Unfortunately we still have many backwards thinking parents even amongst the educated bunch (as it is obvious in some of these comments).

I agree with you that the parents are the ones who are most responsible  to save their children, and mothers who have been victim of such foul ways themselves should be more alert, but  to change the negative aspects of the traditions that are so stubbornly rooted in this nation you would have to allow generations of educated and open parents who would first question their own old ways, then apply the new learnings to their behavior and methods of raising children. It's an uphill battle at the least.

Most of these folks conveniently close their eyes to the negative side effects of such pressures on the society. They are still holding on to the myth of virginity, even after watching that prostitute speak of saving herself for her future husband!! I guess I am giving them the benefit of the doubt and assuming they watched these clips.

In a country where poverty, inflation and high rate of unemployment for the youth is added to the deep rooted gender-biased traditions and the emotional pressures and violence from the government, these young people will have no way but down, and they are punished for their doomed fate.
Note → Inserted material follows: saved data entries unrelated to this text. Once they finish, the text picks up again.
PR #165, opened 2017-04-24
Inline modal close icon

cozmo:
The modal close icon wasn't working in downstream consumers for reasons that were not entirely clear. It was also a png instead of an svg. This fixes both those issues by inlining an svg (from fontawesome) into the css (this is a pattern other components use successfully). 

At some point we should figure out what is wrong with the compilation step in order for the image not to be included, but that's a battle for another day.


src/Modal/Modal.less
```diff
@@ -52,17 +53,18 @@
...
   cursor: pointer;
-  height: 12px;
-  width: 12px;
-  background: url(./close.png);
-  background-size: 12px 12px;
-  right: 32px;
-  top: 24px;
+  height: @size_m;
+  width: @size_m;
+  background: url(data:image/svg+xml;base64,PHN2ZyB3aWR0aD0iMTc5MiIgaGVpZ2h0PSIxNzkyIiB2aWV3Qm94PSIwIDAgMTc5MiAxNzkyIiB4bWxucz0iaHR0cDovL3d3dy53My5vcmcvMjAwMC9zdmciPjxwYXRoIGQ9Ik0xNDkwIDEzMjJxMCA0MC0yOCA2OGwtMTM2IDEzNnEtMjggMjgtNjggMjh0LTY4LTI4bC0yOTQtMjk0LTI5NCAyOTRxLTI4IDI4LTY4IDI4dC02OC0yOGwtMTM2LTEzNnEtMjgtMjgtMjgtNjh0MjgtNjhsMjk0LTI5NC0yOTQtMjk0cS0yOC0yOC0yOC02OHQyOC02OGwxMzYtMTM2cTI4LTI4IDY4LTI4dDY4IDI4bDI5NCAyOTQgMjk0LTI5NHEyOC0yOCA2OC0yOHQ2OCAyOGwxMzYgMTM2cTI4IDI4IDI4IDY4dC0yOCA2OGwtMjk0IDI5NCAyOTQgMjk0cTI4IDI4IDI4IDY4eiIvPjwvc3ZnPg==);
```
osdiab: Maybe a comment saying that this is the `x` would be nice, as it is not super clear from the css

osdiab:
Make sure you fix the tests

The first step would be to hope that our people would be more tolerant and understanding, love their children unconditionally and support them. I have heard parents tell their little kids: "agar inkaro bokoni digeh doostet nadaram"or when a kid trips and falls how many iranian parents would say: "are you ok honey" instead of saying: "jelo paato negah kon havaaset kojast", how many iranian children ever hear their parents say I love you? or I am sorry?

That is the same mentality that when it goes any further will result in blaming a teenage girl for having fallen in love and marrying her off quickly to someone else to save her from herself, or worse it can even end up with violence towards the girl and in extreme cases: honor killing.

ok now I am going deeper into our parenting flaws, and I will be blamed for "western" thinking again...

just wanted to say: I agree with your points.